From Eric Friedman <>
Subject specifying worker nodes when using the repl?
Date Mon, 19 May 2014 15:08:52 GMT

I am working with a Cloudera 5 cluster with 192 nodes and can’t work out how to get the
spark repo to use more than 2 nodes in an interactive session.

So, this works, but is non-interactive (using yarn-client as MASTER)

/opt/cloudera/parcels/CDH-5.0.0-1.cdh5.0.0.p0.47/lib/spark/bin/spark-class \
  org.apache.spark.deploy.yarn.Client \
  --jar /opt/cloudera/parcels/CDH-5.0.0-1.cdh5.0.0.p0.47/lib/spark/examples/lib/spark-examples_2.10-0.9.0-cdh5.0.0.jar
  --class org.apache.spark.examples.SparkPi \
  --args yarn-standalone \
  --args 10 \
  --num-workers 100

There does not appear to be an (obvious?) way to get more than 2 nodes involved from the repl.

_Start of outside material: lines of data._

PR #158, opened 2024-04-24
UI/make a post

aprilslis:
UI, UI test for CreatePostScreen. It is fully integrated with backend. 

On this screen, user should be able to draft a post. They can put in optional text descriptions for their post, and are required to select a meal created by themselves to share a post. Before the post is submitted, users are asked for permission to use their location, as the post is visible to those around them.

(Note: see #187 for details on individual components)

image

image

### DIFF
--- a/app/src/main/java/com/github/se/polyfit/data/repository/MealRepository.kt
+++ b/app/src/main/java/com/github/se/polyfit/data/repository/MealRepository.kt
@@ -64,7 +64,7 @@ class MealRepository(
   }
 
   suspend fun getAllMeals(): List<Meal> {
-    return mealDao.getAllMeals()
+    return withContext(this.dispatcher) { mealDao.getAllMeals() }
   }
 
   suspend fun getMealsOnDate(date: LocalDate): List<Meal> {
--- a/app/src/main/java/com/github/se/polyfit/ui/screen/CreatePostScreen.kt
+++ b/app/src/main/java/com/github/se/polyfit/ui/screen/CreatePostScreen.kt
@@ -1,0 +1,161 @@
+package com.github.se.polyfit.ui.screen
+
+import android.util.Log
+import androidx.compose.foundation.background
+import androidx.compose.foundation.layout.Box
+import androidx.compose.foundation.layout.Column
+import androidx.compose.foundation.layout.fillMaxWidth
+import androidx.compose.foundation.layout.heightIn
+import androidx.compose.foundation.layout.padding
+import androidx.compose.foundation.layout.width
+import androidx.compose.foundation.lazy.LazyColumn
+import androidx.compose.foundation.shape.RoundedCornerShape
+import androidx.compose.material.icons.Icons
+import androidx.compose.material.icons.filled.Edit
+import androidx.compose.material3.HorizontalDivider
+import androidx.compose.material3.Icon
+import androidx.compose.material3.MaterialTheme
+import androidx.compose.material3.Scaffold
+import androidx.compose.material3.Text
+import androidx.compose.material3.TextField
+import androidx.compose.material3.TextFieldDefaults
+import androidx.compose.runtime.Composable
+import androidx.compose.runtime.collectAsState
+import androidx.compose.runtime.derivedStateOf
+import androidx.compose.runtime.getValue
+import androidx.compose.runtime.mutableStateOf
+import androidx.compose.runtime.remember
+import androidx.compose.runtime.setValue
+import androidx.compose.ui.Alignment
+import androidx.compose.ui.Modifier
+import androidx.compose.ui.graphics.Color
+import androidx.compose.ui.platform.LocalContext
+import androidx.compose.ui.platform.testTag
+import androidx.compose.ui.tooling.preview.Preview
+import androidx.compose.ui.unit.dp
+import androidx.compose.ui.unit.sp
+import androidx.hilt.navigation.compose.hiltViewModel
+import com.github.se.polyfit.R
+import com.github.se.polyfit.model.meal.Meal
+import com.github.se.polyfit.model.post.Location
+import com.github.se.polyfit.ui.components.button.PrimaryButton
+import com.github.se.polyfit.ui.components.dialog.LocationPermissionDialog
+import com.github.se.polyfit.ui.components.scaffold.CenteredTopBar
+import com.github.se.polyfit.ui.components.selector.MealSelector
+import com.github.se.polyfit.ui.components.selector.PictureSelector
+import com.github.se.polyfit.ui.theme.PrimaryPink
+import com.github.se.polyfit.ui.theme.PrimaryPurple
+import com.github.se.polyfit.ui.theme.SecondaryGrey
+import com.github.se.polyfit.viewmodel.post.CreatePostViewModel
+
+@Composable
+fun CreatePostScreen(
+    navigateBack: () -> Unit = {},
+    navigateForward: () -> Unit = {},
+    postViewModel: CreatePostViewModel = hiltViewModel()
+) {
+  val context = LocalContext.current
+  val meals by postViewModel.meals.collectAsState()
+  var isPermissionDialogDisplay by remember { mutableStateOf(false) }
+  var selectedMeal by remember { mutableStateOf(Meal.default()) }
+  val postComplete by remember(selectedMeal) { derivedStateOf { selectedMeal.isComplete() } }
+
+  fun setPostMeal(meal: Meal) {
+    postViewModel.setPostData(meal = meal)
+  }
+
+  fun onApprove() {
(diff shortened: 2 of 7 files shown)


app/src/main/java/com/github/se/polyfit/ui/components/selector/MealSelector.kt
sharif-bbd, line 1: Overall this file contains a lot Logic. A suggestion would be to move as much as you can to a Viewmodel to leave the UI files solely about rendering the display but this isn't really urgent. 
Also make sure to put your hardcoded strings in the String resource file and make sure to use the MaterialTheme whenever possible

settings.gradle.kts
```diff
@@ -13,6 +13,6 @@ dependencyResolutionManagement {
     }
 }
 
-rootProject.name = "polyfit"
+rootProject.name = "Polyfit"
```
sharif-bbd, line 16: This used to cause errors, at least still does on my end

sharif-bbd (changes requested):
Overall the PR is good and well structured, a few changes are to be made but nothing major. Now you also need to add the integration tests. Good PR

app/src/main/java/com/github/se/polyfit/ui/components/selector/MealSelector.kt
RandomUsername1315: @sharif-bbd, great suggestion! I am the one who made the view model for creating a post. What functionality do you think should be moved to the `CreatePostViewModel`?

sharif-bbd: I think the search bar logic although not filtering options at the moment could be moved to a viewmodel and also the completed mealList although temporary could be moved out of the files. And in general fashion the mutablestate variables could be declared in the ViewModel and collected in the UI so instead of setting the value manually in the UI you would call a set function defined in the ViewModel.

settings.gradle.kts
aprilslis: Yes, the PR is still a draft so I haven't prepared it for review

app/src/main/java/com/github/se/polyfit/data/repository/MealRepository.kt
```diff
@@ -64,7 +64,7 @@ class MealRepository(
   }
 
   suspend fun getAllMeals(): List<Meal> {
-    return mealDao.getAllMeals()
+    return withContext(this.dispatcher) { mealDao.getAllMeals() }
```
RandomUsername1315, line 67: Was this causing you an error of the type that running this on the main thread might cause  weird behavior ? If so, in the next iteration of the mealRepo, I will update that for all the functions that need to fetch data from the database.

app/src/main/java/com/github/se/polyfit/viewmodel/post/CreatePostViewModel.kt
```diff
@@ -60,12 +76,14 @@ constructor(
...
   }
 
-  suspend fun setPost() {
-    try {
-      postFirebaseRepository.storePost(_post)
-    } catch (e: Exception) {
-      Log.e("CreatePostViewModel", "Failed to store post in the database : ${e.message}", e)
-      throw Exception("Failed to store post in the database : ${e.message}")
+  fun setPost() {
+    runBlocking {
```
RandomUsername1315, line 80: OK for now, but to avoid blocking the whole app in the future, we could launch a global coroutine to make the experience more fluid. Or we could just call that technical dept of the v1 that could be fixed in the v2.

app/src/main/java/com/github/se/polyfit/viewmodel/post/CreatePostViewModel.kt
```diff
@@ -26,6 +32,16 @@ constructor(
 
   suspend fun getRecentMeals() = mealRepository.getAllMeals().sortedBy { it.createdAt }.take(5)
 
+  private val _meals = MutableStateFlow<List<Meal>>(emptyList())
+  val meals = _meals
+
+  init {
+    viewModelScope.launch {
```
RandomUsername1315, line 39: Just need to be careful with using the `viewModelScope`. It caused a previous issue with the `CreateMealViewModel` not being synchronized correctly. But it should be okay as a new `ViewModel` is created each time by Hilt.

RandomUsername1315 (approved):
Just a few remarks. How do we navigate to the create a post screen? Is that set up by another PR?

app/src/main/java/com/github/se/polyfit/ui/screen/CreatePostScreen.kt
```diff
@@ -0,0 +1,161 @@
...
+              onClick = {
+                onButtonPressed()
+                Log.v("Finished", "Clicked")
+              },
+              text = context.getString(R.string.postButton),
+              fontSize = 24,
+              modifier = Modifier.width(200.dp).testTag("PostButton"),
+              color = PrimaryPink,
+              isEnabled = postComplete,
+              buttonShape = RoundedCornerShape(12.dp))
```
sharif-bbd, line 152: Make sure to use the MaterialTheme colors and typography for consistency

app/src/main/java/com/github/se/polyfit/ui/screen/CreatePostScreen.kt
```diff
@@ -0,0 +1,161 @@
...
+            title = context.getString(R.string.newPostTitle), navigateBack = navigateBack)
+      },
+      bottomBar = {
+        BottomBar(
+            postComplete = postComplete, onButtonPressed = { isPermissionDialogDisplay = true })
+      }) {
+        LazyColumn(modifier = Modifier.padding(it).testTag("CreatePostScreen")) {
+          item { PictureSelector(modifier = Modifier.padding(top = 10.dp)) }
+          item { PostDescription(postViewModel::setPostDescription) }
+          item { HorizontalDivider(thickness = 1.dp, color = Color.LightGray) }
```
sharif-bbd, line 86: prioritize the use of MaterialTheme for the colors

sharif-bbd (approved):
Excellent Job ! Very good implementation.

app/src/main/java/com/github/se/polyfit/data/repository/MealRepository.kt
aprilslis: It was yeah, thanks!

app/src/main/java/com/github/se/polyfit/viewmodel/post/CreatePostViewModel.kt
aprilslis: Yeah, that makes sense. It was to solve issue with threads too

app/src/main/java/com/github/se/polyfit/viewmodel/post/CreatePostViewModel.kt
aprilslis: Will do!

app/src/main/java/com/github/se/polyfit/ui/screen/CreatePostScreen.kt
aprilslis: As mentioned before, it's best to keep using the variables we have been around the app until we do a full migration.

app/src/main/java/com/github/se/polyfit/ui/screen/CreatePostScreen.kt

I am running the REPL like this:


. /etc/spark/conf.cloudera.spark/

export SPARK_JAR=hdfs://nameservice1/user/spark/share/lib/spark-assembly.jar


export MASTER=yarn-client

exec $SPARK_HOME/bin/spark-shell

Now if I comment out the line with `export SPARK_JAR=…’ and run this again, I get an error
like this:

14/05/19 08:03:41 ERROR Client: Error: You must set SPARK_JAR environment variable!
Usage: org.apache.spark.deploy.yarn.Client [options] 
  --jar JAR_PATH             Path to your application's JAR file (required in yarn-cluster
  --class CLASS_NAME         Name of your application's main class (required)
  --args ARGS                Arguments to be passed to your application's main class.
                             Mutliple invocations are possible, each will be passed in order.
  --num-workers NUM          Number of workers to start (Default: 2)

But none of those options are exposed at the `spark-shell’ level.

Thanks in advance for your guidance.